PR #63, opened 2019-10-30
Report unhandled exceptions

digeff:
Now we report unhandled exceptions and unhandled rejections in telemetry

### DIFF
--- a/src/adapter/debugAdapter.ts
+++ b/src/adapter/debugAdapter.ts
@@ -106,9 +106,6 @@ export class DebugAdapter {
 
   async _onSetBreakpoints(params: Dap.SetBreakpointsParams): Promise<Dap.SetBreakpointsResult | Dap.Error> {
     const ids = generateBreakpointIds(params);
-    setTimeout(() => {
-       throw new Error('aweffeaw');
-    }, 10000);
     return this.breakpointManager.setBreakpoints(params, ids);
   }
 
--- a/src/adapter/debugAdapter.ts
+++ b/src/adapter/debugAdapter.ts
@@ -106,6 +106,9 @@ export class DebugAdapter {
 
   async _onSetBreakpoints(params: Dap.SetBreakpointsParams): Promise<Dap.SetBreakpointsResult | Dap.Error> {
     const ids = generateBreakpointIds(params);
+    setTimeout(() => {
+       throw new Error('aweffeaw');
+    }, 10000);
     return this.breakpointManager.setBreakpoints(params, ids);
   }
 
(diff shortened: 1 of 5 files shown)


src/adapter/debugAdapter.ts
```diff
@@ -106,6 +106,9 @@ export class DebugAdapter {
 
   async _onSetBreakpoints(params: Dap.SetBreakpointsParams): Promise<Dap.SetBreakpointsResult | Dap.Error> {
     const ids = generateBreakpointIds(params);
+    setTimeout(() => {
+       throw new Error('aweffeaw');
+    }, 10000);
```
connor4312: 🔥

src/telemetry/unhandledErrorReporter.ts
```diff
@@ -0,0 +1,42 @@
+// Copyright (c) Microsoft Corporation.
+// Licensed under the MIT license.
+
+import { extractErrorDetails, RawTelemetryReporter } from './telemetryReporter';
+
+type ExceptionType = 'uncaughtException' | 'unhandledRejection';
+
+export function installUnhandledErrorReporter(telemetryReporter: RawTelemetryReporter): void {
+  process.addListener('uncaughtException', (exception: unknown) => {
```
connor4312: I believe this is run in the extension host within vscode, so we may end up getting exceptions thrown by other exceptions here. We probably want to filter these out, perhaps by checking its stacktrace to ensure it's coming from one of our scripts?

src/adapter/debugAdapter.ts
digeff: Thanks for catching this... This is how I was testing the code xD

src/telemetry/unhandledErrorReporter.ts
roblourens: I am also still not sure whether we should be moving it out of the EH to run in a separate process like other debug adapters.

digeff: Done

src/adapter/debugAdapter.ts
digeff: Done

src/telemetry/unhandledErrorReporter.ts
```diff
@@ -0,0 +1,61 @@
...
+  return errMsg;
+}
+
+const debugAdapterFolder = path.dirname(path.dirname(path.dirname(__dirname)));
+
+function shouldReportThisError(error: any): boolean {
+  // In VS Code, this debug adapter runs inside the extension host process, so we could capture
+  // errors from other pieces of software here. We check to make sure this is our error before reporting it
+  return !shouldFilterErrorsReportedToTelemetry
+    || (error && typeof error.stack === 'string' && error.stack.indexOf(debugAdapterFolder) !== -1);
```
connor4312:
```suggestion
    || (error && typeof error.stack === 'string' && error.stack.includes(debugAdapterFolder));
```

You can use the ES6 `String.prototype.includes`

* * *

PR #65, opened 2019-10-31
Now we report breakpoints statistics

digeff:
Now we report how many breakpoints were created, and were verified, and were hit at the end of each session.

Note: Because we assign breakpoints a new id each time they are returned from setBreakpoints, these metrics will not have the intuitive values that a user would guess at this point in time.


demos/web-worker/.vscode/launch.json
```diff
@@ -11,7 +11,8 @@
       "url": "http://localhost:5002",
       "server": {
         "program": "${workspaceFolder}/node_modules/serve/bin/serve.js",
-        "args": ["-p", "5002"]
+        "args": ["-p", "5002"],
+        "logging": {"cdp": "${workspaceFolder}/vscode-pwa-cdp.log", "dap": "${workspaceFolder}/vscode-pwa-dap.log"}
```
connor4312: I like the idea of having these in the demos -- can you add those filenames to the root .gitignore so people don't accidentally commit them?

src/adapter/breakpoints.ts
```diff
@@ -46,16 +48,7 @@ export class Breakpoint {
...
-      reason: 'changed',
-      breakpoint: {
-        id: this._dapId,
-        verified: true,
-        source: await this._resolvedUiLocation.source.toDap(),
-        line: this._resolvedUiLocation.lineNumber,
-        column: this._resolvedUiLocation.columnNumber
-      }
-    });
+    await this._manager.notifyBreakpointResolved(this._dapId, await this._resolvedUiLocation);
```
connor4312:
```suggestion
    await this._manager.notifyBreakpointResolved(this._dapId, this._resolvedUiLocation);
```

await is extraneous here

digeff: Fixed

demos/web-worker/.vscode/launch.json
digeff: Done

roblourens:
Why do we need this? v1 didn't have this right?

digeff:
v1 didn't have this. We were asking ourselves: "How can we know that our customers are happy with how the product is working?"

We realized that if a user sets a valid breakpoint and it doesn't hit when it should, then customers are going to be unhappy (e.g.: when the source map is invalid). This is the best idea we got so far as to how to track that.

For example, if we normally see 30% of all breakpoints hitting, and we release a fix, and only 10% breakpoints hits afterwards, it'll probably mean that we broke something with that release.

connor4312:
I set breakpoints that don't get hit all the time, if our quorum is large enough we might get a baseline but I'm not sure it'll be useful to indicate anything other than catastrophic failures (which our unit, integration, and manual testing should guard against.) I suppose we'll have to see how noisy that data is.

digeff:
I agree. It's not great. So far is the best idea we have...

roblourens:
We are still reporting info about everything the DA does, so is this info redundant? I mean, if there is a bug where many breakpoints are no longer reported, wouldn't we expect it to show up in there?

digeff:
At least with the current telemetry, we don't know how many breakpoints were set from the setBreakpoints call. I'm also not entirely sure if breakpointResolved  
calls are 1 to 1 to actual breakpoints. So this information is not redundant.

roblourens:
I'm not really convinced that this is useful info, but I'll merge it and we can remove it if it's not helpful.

**Task requirements:**
Output exactly one stretch of the listing: from the line containing "PR #63, opened 2019-10-30" through the line containing "-106,9 +106,6 @@", both end lines included.

**Answer area:**
PR #63, opened 2019-10-30
Report unhandled exceptions

digeff:
Now we report unhandled exceptions and unhandled rejections in telemetry

### DIFF
--- a/src/adapter/debugAdapter.ts
+++ b/src/adapter/debugAdapter.ts
@@ -106,9 +106,6 @@ export class DebugAdapter {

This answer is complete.